Records contained in a dataset
--

PR #320, opened 2022-09-14
[RFC] Split validator features

xepozz:
- [X] Translator is a optional dependency now
- [X] Translations moved out the validator into separated class decorator
- [X] Added ErrorMessage class that allows to store message template and parameters independently. Think it may be useful to use both not touched messages, formatted with `simple formatter` and translated.
- [X] Refactored tests
- Using the validator without installation the `translator` packages gives not formatted error messages even without any parameters substitutions, so user will get `Value {value} is bad` message instead of `Value 5 is bad`. Parameters also available to do substitution.


samdark:
Overall I like it.

# Advantages

1. Simpler rule handlers.
2. Clean rule handler constructor.
3. Simpler code overall.

# Disadvantages

1. It's impossible to extract messages now by analyzing `->translate()` calls. That's the problem of extractor tool so we may come up with a way to tag strings as translation IDs.
2. Likely unusual configuration (but overall it's alright).
3. Ability not to use one of the decorators. That's not great especially in case of normalizer.
4. Tests are less readable.

# Things to consider

1. Naming. `ValidatorDecorator` posifix looks like an overkill.
2. Default config should be adjusted.

xepozz:
> It's impossible to extract messages now by analyzing ->translate() calls. That's the problem of extractor tool so we may come up with a way to tag strings as translation IDs.

Actually it's possible with an additional decorator that will capture strings and provide them to the extractor

rustamwin:
What is the purpose/benefit of adding `ErrorMessage`?

src/Result.php
```diff
@@ -45,29 +45,29 @@ public function getErrors(): array
     }
 
     /**
-     * @return string[]
+     * @return ErrorMessage[]
```
samdark, line 48: That makes using results a bit more complicated.

src/DatasetNormalizerValidatorDecorator.php
```diff
@@ -0,0 +1,80 @@
...
+use Yiisoft\Validator\DataSet\MixedDataSet;
+use Yiisoft\Validator\DataSet\ObjectDataSet;
+use Yiisoft\Validator\RulesProvider\AttributesRulesProvider;
+
+use function is_array;
+
+/**
+ * Validator validates {@link DataSetInterface} against rules set for data set attributes.
+ */
+final class DatasetNormalizerValidatorDecorator implements ValidatorInterface
```
samdark, line 23: I still think it doesn't make sense to decouple it from the validator itself since without normalizer validator isn't really usable.

tests/DataSet/PHP80/ObjectDataSet80Test.php
```diff
@@ -144,7 +145,10 @@ public function testValidateWithCallbackMethod(): void
         $this->assertInstanceOf(Callback::class, $rules['name'][0]);
 
         $result = $validator->validate(['name' => 'bar'], $rules);
-        $this->assertSame(['name' => ['Value must be "foo"!']], $result->getErrorMessagesIndexedByPath());
+        $this->assertSame(['name' => ['Value must be "foo"!']], array_map(
```
samdark, line 148: This is quite bad UX, I think.

tests/Rule/EachHandlerTest.php
```diff
@@ -34,7 +39,10 @@ public function testErrorMessagesIndexedByPath(object $rule, $value, array $expe
         $result = $this->validate($value, $rule);
 
         $this->assertFalse($result->isValid(), print_r($result->getErrorMessagesIndexedByPath(), true));
-        $this->assertEquals($expectedErrors, $result->getErrorMessagesIndexedByPath());
+        $this->assertEquals($expectedErrors, array_map(
+            fn (array $errors) => array_map(fn (ErrorMessage $error) => $error->getMessage(), $errors),
+            $result->getErrorMessagesIndexedByPath()
+        ));
```
samdark, line 45: This is quite bad UX, I think.

tests/Rule/NestedTest.php
```diff
@@ -237,19 +238,19 @@ public function dataNestedWithoutRulesToNonObject(): array
...
+//    public function testNestedWithoutRulesToNonObject(string $expectedValueName, object $data): void
+//    {
+//        $validator = $this->createValidator();
+//
+//        $this->expectException(InvalidArgumentException::class);
+//        $this->expectExceptionMessage(
+//            'Nested rule without rules could be used for objects only. ' . $expectedValueName . ' given.'
+//        );
+//        $validator->validate($data);
+//    }
```
samdark, line 253: ?

tests/Rule/NestedTest.php
```diff
@@ -403,11 +404,14 @@ public function testHandler(
 
         $this->assertSame($expectedIsValid, $result->isValid());
         if (!$expectedIsValid) {
-            $this->assertSame($expectedErrorMessagesIndexedByPath, $result->getErrorMessagesIndexedByPath());
+            $this->assertEquals($expectedErrorMessagesIndexedByPath, array_map(
+                fn (array $errors) => array_map(fn (ErrorMessage $error) => $error->getMessage(), $errors),
+                $result->getErrorMessagesIndexedByPath()
+            ));
```
samdark, line 410: This is quite bad UX, I think.

tests/ValidateLogicTest.php
```diff
@@ -147,7 +148,13 @@ public function getRules(): iterable
...
     {
         $result = $this->createValidator()->validate($data, $rules);
-        $this->assertSame($expectedErrorMessages, $result->getErrorMessagesIndexedByAttribute());
+        $this->assertEquals(
+            $expectedErrorMessages,
+            array_map(
+                fn (array $errors) => array_map(fn (ErrorMessage $error) => $error->getMessage(), $errors),
+                $result->getErrorMessagesIndexedByAttribute(),
+            )
+        );
```
samdark, line 157: This is quite bad UX, I think.

src/Result.php
xepozz: It's almost the same thanks to `__toString()` method inside `ErrorMessage` and thanks to it `TranslatorDecorator` can translate error messages

tests/ValidateLogicTest.php
xepozz: It returns all parts of `ErrorMessage` to satisfy user's needs if the one wants to expose raw value to a frontend.
Something like that. If you have better design decision describe it please.

src/ErrorMessage.php
```diff
@@ -0,0 +1,35 @@
...
+    {
+        return $this->message;
+    }
+
+    public function getParameters(): array
+    {
+        return $this->parameters;
+    }
+
+    public function __toString(): string
```
samdark, line 31: It doesn't do replacement of parameters into message so not the same as ready to use messages.

src/Validator.php
```diff
@@ -62,19 +61,22 @@ public function __construct(
...
         } elseif ($rules instanceof RulesProviderInterface) {
             $rules = $rules->getRules();
         } elseif (!$rules instanceof Traversable && !is_array($rules) && $rules !== null) {
             $rules = (new AttributesRulesProvider($rules, $this->rulesPropertyVisibility))->getRules();
         }
+        $context = new ValidationContext($context?->getValidator() ?? $this, $context?->getDataSet() ?? null, null, $context?->getParameters() ?? []);
 
         $compoundResult = new Result();
-        $context = new ValidationContext($this, $data);
+        $context = new ValidationContext($context?->getValidator() ?? $this, $context?->getDataSet() ?? $data, $context?->getAttribute() ?? null, $context?->getParameters() ?? []);
```
samdark, line 79:
```suggestion
        $context = new ValidationContext($context?->getValidator() ?? $this, $context?->getDataSet() ?? $data, $context->getAttribute() ?? null, $context?->getParameters() ?? []);
```

src/TranslateValidatorDecorator.php
```diff
@@ -0,0 +1,54 @@
...
+     */
+    public function validate(
+        mixed $data,
+        iterable|RulesProviderInterface|null $rules = null,
+        ?ValidationContext $context = null,
+    ): Result {
+        $context = new ValidationContext($context?->getValidator() ?? $this, $context?->getDataSet() ?? null, null, $context?->getParameters() ?? []);
+        $result = $this->decorated->validate($data, $rules, $context);
+
+        $isTranslationNeeded = $context->getParameter(self::IS_TRANSLATION_NEEDED, true) ?? true;
```
rustamwin, line 40:
```suggestion
        $isTranslationNeeded = $context->getParameter(self::IS_TRANSLATION_NEEDED, true);
```

src/ErrorMessage.php
xepozz: It won't do. Message formatting is a part of `translator` especially `MessageFormatterInterface`.

So if you want either formatted or translated messages you need to add translator as a dependency, configure it and add translator decorator to validator

xepozz: The reason is ability to expose raw error messages with their's parameters. If it can't be, frontend or third-party libraries will get already formatted (with simple formatter or something else) message. For example, `Value 55 is bad` instead of `Value {value} is bad`.
Otherwise it can be solved with saving the original error message that is worse than the current design.

composer.json
```diff
@@ -35,11 +34,13 @@
...
         "vimeo/psalm": "^4.18",
-        "yiisoft/test-support": "^3.0"
+        "yiisoft/test-support": "^3.0",
+        "yiisoft/translator": "^1.1"
     },
     "suggest": {
         "ext-intl": "Allows using IDN validation for emails",
-        "yiisoft/di": "To create rule handlers via Yii DI"
+        "yiisoft/di": "To create rule handlers via Yii DI",
+        "yiisoft/translator": "Formats and translates validator messages"
```
rustamwin, line 43:
```suggestion
        "yiisoft/translator": "To format and translate validator messages"
```

rustamwin (approved):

--

Work request
Return, word for word, every line from the top of the entries down to the line that holds "4. Tests are less readable.", both included.

Answer to the exercise
PR #320, opened 2022-09-14
[RFC] Split validator features

xepozz:
- [X] Translator is a optional dependency now
- [X] Translations moved out the validator into separated class decorator
- [X] Added ErrorMessage class that allows to store message template and parameters independently. Think it may be useful to use both not touched messages, formatted with `simple formatter` and translated.
- [X] Refactored tests
- Using the validator without installation the `translator` packages gives not formatted error messages even without any parameters substitutions, so user will get `Value {value} is bad` message instead of `Value 5 is bad`. Parameters also available to do substitution.


samdark:
Overall I like it.

# Advantages

1. Simpler rule handlers.
2. Clean rule handler constructor.
3. Simpler code overall.

# Disadvantages

1. It's impossible to extract messages now by analyzing `->translate()` calls. That's the problem of extractor tool so we may come up with a way to tag strings as translation IDs.
2. Likely unusual configuration (but overall it's alright).
3. Ability not to use one of the decorators. That's not great especially in case of normalizer.
4. Tests are less readable.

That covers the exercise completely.